### Problem to solve
In the data below, find the line containing "The first-level offset", then set down that line and every later line up to and including the line containing "the two correctly.", exactly.
Dataset entries START
PR #4051, opened 2026-09-17
MRF Modifications

AMLattanzi:
# MRF PBL scheme — correctness fixes

Branch: `FixMRF` · Base: `development` (`9929d94a9`)

The MRF boundary-layer scheme in `Source/PBL/ERF_ComputeDiffusivityMRF.cpp` was reviewed
line-by-line against its stated benchmark, WRF's `phys/module_bl_mrf.F` (fetched from the WRF repository at `master`), with WRF YSU (`v4.4/phys/module_bl_ysu.F`) and ERF's own `ERF_ComputeDiffusivityYSUNew.cpp` used as secondary references. Five of the findings are fixed here; the rest are listed at the end as not addressed.

Line numbers below refer to the post-fix file.

---

## 1. Guard the mixed-layer `pblh_rel` division (`:1029`)

**Was:** `pblh_rel = pblh - z_sfc`, used as a denominator with no guard.

**Problem:** the Rib passes floor the diagnosed height at `pblh_min = max(pblh_emp, 10)`, and `pblh_emp` is the *same expression* as the first-level height. So for any column whose height lands on that floor with a first layer thicker than 20 m, `pblh - zl1` is exactly zero — at the same time as `zval - zl1` is zero at `k == ksrf`, making the quotient `0/0`. `amrex::max` propagates the resulting NaN straight into `K_turb`.

**Now:** `pblh_rel = max(pblh - zl1, 1e-4)`, matching `ERF_ComputeDiffusivityYSUNew.cpp:1701`,
which already guarded the identical expression.

**Status of evidence:** the degeneracy is structural (`pblh_min` and `zl1` are the same expression), but it was *not* reproduced in a live run. With the guard temporarily removed and a terrain case built with a 64 m first layer — so `pblh_min == zl1` exactly — neither an unstable nor a stable/QNSE configuration triggered it, because no column clamped to its PBLH floor in those runs. Reaching it requires `Rib` at the first cell to already exceed `Ribcr`, plausible with a sharp, poorly resolved surface inversion. The guard is free and matches the sibling scheme, so it was kept, but this is reasoned rather than demonstrated.

---

## 2. Floor `HGAMT` at zero (`:768-778`)

**Was:** `HGAMT = min(-b·u*·θ*/wstar, GAMCRT)` — upper limit only.

**WRF** (`module_bl_mrf.F`):

```fortran
HGAMT(I)=MIN(GAMFAC*HFX(I)/CPM(I),GAMCRT)   ! L874
VPERT=HGAMT(I)+EP1*THX(I,KL)*HGAMQ(I)       ! L877
HGAMT(I)=MAX(HGAMT(I),0.0)                  ! L880
```

**Problem:** the floor is not redundant. The unstable branch is selected on `sign(L)`, but the numerator is the sensible flux `-u*·θ*` alone. Over water with a small downward sensible flux and a large latent flux, `L` is negative while `-u*·θ*` is not — and without the floor the "countergradient" term adds to the down-gradient flux instead of opposing it. ERF already applied the matching `max(HGAMQ, 0)` (WRF L881), so the omission looked accidental.

**Now:** `max(min(...), 0)` in Pass 4. Pass 2 deliberately keeps the unfloored value for VPERT, because WRF forms VPERT at L877 *before* flooring at L880.

---

## 4. Pass 4 uses the corrected PBL height (`:749`)

**Was:**

```cpp
const Real zi = amrex::max(pblh_pred_arr(i, j, 0), Real(10.0));  // or pblh_corr_arr in Pass 4
```

a verbatim copy of the Pass 2 line, trailing comment included.

**Problem:** Pass 4 exists "to ensure internal consistency between the K-profile amplitude and the countergradient fluxes" and its `HOL` correctly uses `pblh_corr_arr`, but `wstar_conv` was still built from the *predictor* height. `wstar` feeds both the K-profile amplitude and `HGAMT`/`HGAMQ`, so the pass did not achieve what it was there for.

**Now:** `pblh_corr_arr`. The Pass 2 counterpart was re-commented so the two no longer read as copies.

---

## 5. Move the `ZL1` offset into `zfac` only (`:1016-1033`)

**WRF** (`module_bl_mrf.F:976-978`):

```fortran
ZFAC=MAX((1.-(ZQ(I,K)-ZL1(I))/(PBL(I)-ZL1(I))),ZFMIN)
XKZM(I,K)=XKZO+WSCALE(I)*KARMAN*ZQ(I,K)*ZFAC**PFAC
```

The first-level offset `ZL1` belongs to `ZFAC` alone; the linear factor is the full height above ground, `ZQ(I,K)`.

**Problem:** ERF subtracted `z_sfc` from *both*, so under terrain-fitted coordinates `K_m` was identically zero in the first fluid cell — the one cell where the surface-layer flux is delivered. The non-terrain path had the mirror-image error (`z_sfc = 0`, so the linear factor was right but `zfac` omitted the offset). `ERF_ComputeDiffusivityYSUNew.cpp:1699-1720` splits the two correctly.

**Why the split matters.** `zl1` is the height of the lowest model level above the surface (WRF `ZL1(I) = ZA(I,KL)`, `module_bl_mrf.F:809`) — the surface-layer reference height, where `u*`, `θ*` and `L` are handed to the PBL scheme, and the same height WRF uses for the log law (L643) and the bulk Richardson number (L660). The two factors need different origins:

| factor | origin | job |
|---|---|---|
| linear `z` | ground | reduce to the surface-layer form `K → κ·w_s·z` so the profile joins the log law |
| `zfac` | `zl1` | vanish at the PBL top `z = h`, and equal exactly 1 at `z = zl1` |

**Now:**

```cpp
const Real zl1 = (use_terrain_fitted_coords)
               ? Compute_Zrel_AtCellCenter(i, j, ksrf, z_nd_arr)
               : ((ksrf + myhalf) * gdata.CellSize(2) - zib);
const Real pblh_rel = amrex::max(pblh - zl1, Real(1.0e-4));
const Real zfac = amrex::max(Real(1) - (zval - zl1) / pblh_rel, Real(1.0e-8));

K_turb(i, j, k, EddyDiff::Mom_v) = rho * wstar * KAPPA * zval * zfac * zfac;
```

`zl1` is `zval` evaluated at the column's first fluid cell, so `zval - zl1` is exactly zero
there in both the terrain and the non-terrain path.

> **Fixes 1 and 5 are coupled — do not ship 5 without 1.** Previously the non-terrain path had
> `z_sfc = 0`, so `pblh_rel = pblh ≥ 10` and could never vanish; the `0/0` was terrain-only.
> Now that fix 5 gives the non-terrain path a real `zl1 = dz/2`, that path is exposed to the
> same degeneracy, and fix 1's guard is what covers it.

---

## 11. Retire the dead `mrf_moistvars` option

**Problem:** the option was a complete no-op. All three call sites computed identical values in both branches:

- K-profile branch: `Prq_base = phit_eff/phiM_eff` was character-for-character `Prt_base`, and `Prq` applied the same `+ const_b·κ·sf` and the same bounds, so `K_m/Prq == K_m/Prt == K_θ`, which is what the `else` branch assigned.
- Both local-mixing branches: `K_q = rl2wsp*ft`, and `K_θ` had just been set to `rl2wsp*ft`.

`K_q = K_θ` is also WRF's actual behaviour — moisture is diffused with the heat coefficient `XKZH` (`module_bl_mrf.F:1069, 1180`).

**Now:** branches collapsed to `K_q = K_θ` with the WRF citation. The option was MRF-only, so it was removed from `ERF_TurbStruct.H` (declaration, ParmParse query, startup print, doxygen), from `Docs/sphinx_doc/Inputs.rst`, and the now-meaningless `erf.mrf_moistvars` line was stripped from the 43 input files that set it. `grep` confirms zero remaining references repo-wide.

---

## Files touched

| file | change |
|---|---|
| `Source/PBL/ERF_ComputeDiffusivityMRF.cpp` | all five fixes; header docstring corrected for `K_q` |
Dataset entries END
### Exercise result
The first-level offset `ZL1` belongs to `ZFAC` alone; the linear factor is the full height above ground, `ZQ(I,K)`.

**Problem:** ERF subtracted `z_sfc` from *both*, so under terrain-fitted coordinates `K_m` was identically zero in the first fluid cell — the one cell where the surface-layer flux is delivered. The non-terrain path had the mirror-image error (`z_sfc = 0`, so the linear factor was right but `zfac` omitted the offset). `ERF_ComputeDiffusivityYSUNew.cpp:1699-1720` splits the two correctly.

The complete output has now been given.